Network-assessment

Having installed antivirus software both became a blessing and a curse for any computer user. It used to be all beneficial as antimalware software manages to detect suspicious behaviors in Windows before the damage is done. However, this capability of antimalware software has its corresponding limitations like damaging the actual Windows files that prevent the OS from actually booting, yikes.

Now browsers are starting to realize this, other than malware; antimalware products itself are potential intrusive in the performance and security of software, including the web-browsers. Firefox developers are preparing a new security feature that will alert users about man-in-the-middle attacks, yes antimalware do this in the ‘hopes to track down misbehaviors’, but it needs to break the rules first in order to do so. As expected, the innovation will appear in the version of Firefox 66, scheduled for release in mid-March this year. Firefox 66 is currently in Beta version for those brave souls to download today, however.

According to the message on the Mozilla technical support page, in cases when “something in the system or network intercepts the connection and injects certificates that Firefox considers untrusted”, the browser will display an error message (“MOZILLA_PKIX_ERROR_MITM_DETECTED”).

This error can appear in situations when local software is running on the device, for example, antiviruses or tools for web development, replacing the official TLS certificates with their own for scanning HTTPS traffic or analyzing encrypted traffic. For example, most recently, users who have been updated to Firefox 65 have encountered a similar situation – the browser has blocked all websites on computers with Avast or AVG antivirus software installed.

The error can also be issued in cases of infection of the device with malware that installs its own certificates to intercept traffic, or in situations where an Internet provider or attacker on the same network intercepts traffic and replaces certificates.

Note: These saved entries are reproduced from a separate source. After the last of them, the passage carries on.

Issue #389, opened 2016-11-03
WebTiles. Show unvisited areas on minimap.


AndSDev:
This path allow to show unvisited areas on minimap (WebTiles).

**Main idea:**
On the minimap simply define unvisited area - if black areas are not surrounded by walls. I propose highlight these border areas.

**Standart minimap:**
![image](https://cloud.githubusercontent.com/assets/13585370/19964416/a38fc596-a1d2-11e6-88a6-69c97c261529.png)
**New minimap:**
![image](https://cloud.githubusercontent.com/assets/13585370/19964269/e3ef297a-a1d1-11e6-982d-b0410cb4e7e5.png)

**Patch** (all changes in minimap.js):
```diff
diff --git a/crawl-ref/source/webserver/game_data/static/minimap.js b/crawl-ref/source/webserver/game_data/static/minimap.js
index 3313cca..eae6f4c 100644
--- a/crawl-ref/source/webserver/game_data/static/minimap.js
+++ b/crawl-ref/source/webserver/game_data/static/minimap.js
@@ -162,6 +162,25 @@ function ($, map_knowledge, dungeon_renderer, view_data,
     function update(x, y, cell)
     {
         cell = cell || map_knowledge.get(x, y);
+
+        if (cell.mf && cell.mf != enums.MF_WALL && cell.mf != enums.MF_MAP_WALL)
+        {
+            for (var i = -1; i <= 1; i++)
+            {
+                for (var j = -1; j <= 1; j++)
+                {
+                    if (i != 0 || j != 0)
+                    {
+                        var c = map_knowledge.get(x + i, y + j);
+                        if (!c.mf)
+                        {
+                            set(x + i, y + j, minimap_colours[enums.MF_MAP_FLOOR]);
+                        }
+                    }
+                }
+            }
+        }
+
         if (x == player.pos.x && y == player.pos.y)
             set(x, y, minimap_colours[enums.MF_PLAYER]);
         else
```

alexjurkiewicz:
I like it! Will really help manual explorers clear out the last of a level

isloat:
This should be a PR instead of an issue -- but great job on this patch! I like it, waiting to hear what other devs think.

AndSDev:
Added PR.

> Used MF_MAP_WALL color instead MF_MAP_FLOOR (more contrast).
> 
> Original minimap:
[...]

PR #392, opened 2016-11-10
WebTiles. Show unvisited areas on minimap. Fix #389.

AndSDev:
Used MF_MAP_WALL color instead MF_MAP_FLOOR (more contrast).

Original minimap:
image
MF_MAP_FLOOR color:
image
MF_MAP_WALL color:
image

PR #394, opened 2016-11-11
Tiles. Show unvisited areas on minimap.

AndSDev:
This path allow to show unvisited areas on minimap (in Tiles-version, as in #389 for WebTiles).

Standart minimap:
image
New minimap:
image

**P.S.** May be problems in the Labyrinth or in the Abyss (not tested).


isloat:
Are the issues that we discussed in previous #389 and #392 fixed now? 

(By the way, feel free to close your own PRs if you're making a new PR instead. I'm leaving #392 open for now, in case there's something you want to do with it further.)

PR #395, opened 2016-11-12
Removed healing as possible chaos effect

giann:
Fix issue https://crawl.develz.org/mantis/view.php?id=10762


MarvinPA:
I think a better fix would probably just to remove healing as a possible chaos effect, as is done with wands of random effects - it's not all that interesting, and the special-casing there is pretty weird for an already-complex effect.

giann:
I'll go ahead and do that

PR #396, opened 2016-11-15
Change slow regeneration to a two level mutation

alexjurkiewicz:
Remove the first level (slow regeneration near monsters) and rename to
inhibited regeneration.

Ghouls used to get slow regeneration 1, now they receive inhibited
regeneration 1, which is worse. :skull:


PleasingFungus:
This causes crashes if a deep dwarf (or anyone else with slow regen 3) loads the game and presses A. (You need save compat.)

alexjurkiewicz:
I've tested loading a DD and the conversation appears to happen properly, I think this is good to go!

isloat:
I like getting rid of a mutation that was almost always unnoticeable, but I'm slightly concerned about the impact on ghouls and this making Malmutation slightly scarier. Maybe this is okay? Ghouls are still a strong race, and Malmutation *should* be scary.

alexjurkiewicz:
Ghouls have single turn chunk eating as of several months ago, and they were already pretty strong, so I think this change is fine for their overall power level.

Re: mutation getting scarier, possibly. It would certainly be insta-cure-mut-quaff. But the chance of it happening must be quite low.

If it's a real concern, we could split the mutation into two separate single level mutations. "No Regeneration" could become a DD-specific mut with 0 random weight, while "Inhibited Regeneration" stays as-is.

isloat:
That does work to solve the problem but you'd have to make them mutually exclusive, wouldn't you?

Initially, the functionality was supposed to appear in the version of Firefox 65, but its implementation was postponed due to technical nuances. Firefox will become the second browser warning users about the threat of a MitM attack. For the first time, this feature appeared in Google Chrome 63, which was released in December 2017, hence it took Mozilla more than a year more to implement such security feature.

The man-in-the-middle or man-in-the-middle (MITM) attack is a generic name for various techniques aimed at gaining access to traffic as an intermediary. The essence of the attack is simple: the offender secretly intercepts traffic from one computer and sends it to the final recipient, having previously read and changed it in his favor. Though antimalware programs do not actually act maliciously, the very essence of becoming a man-in-the-middle itself is already a red flag of misbehavior.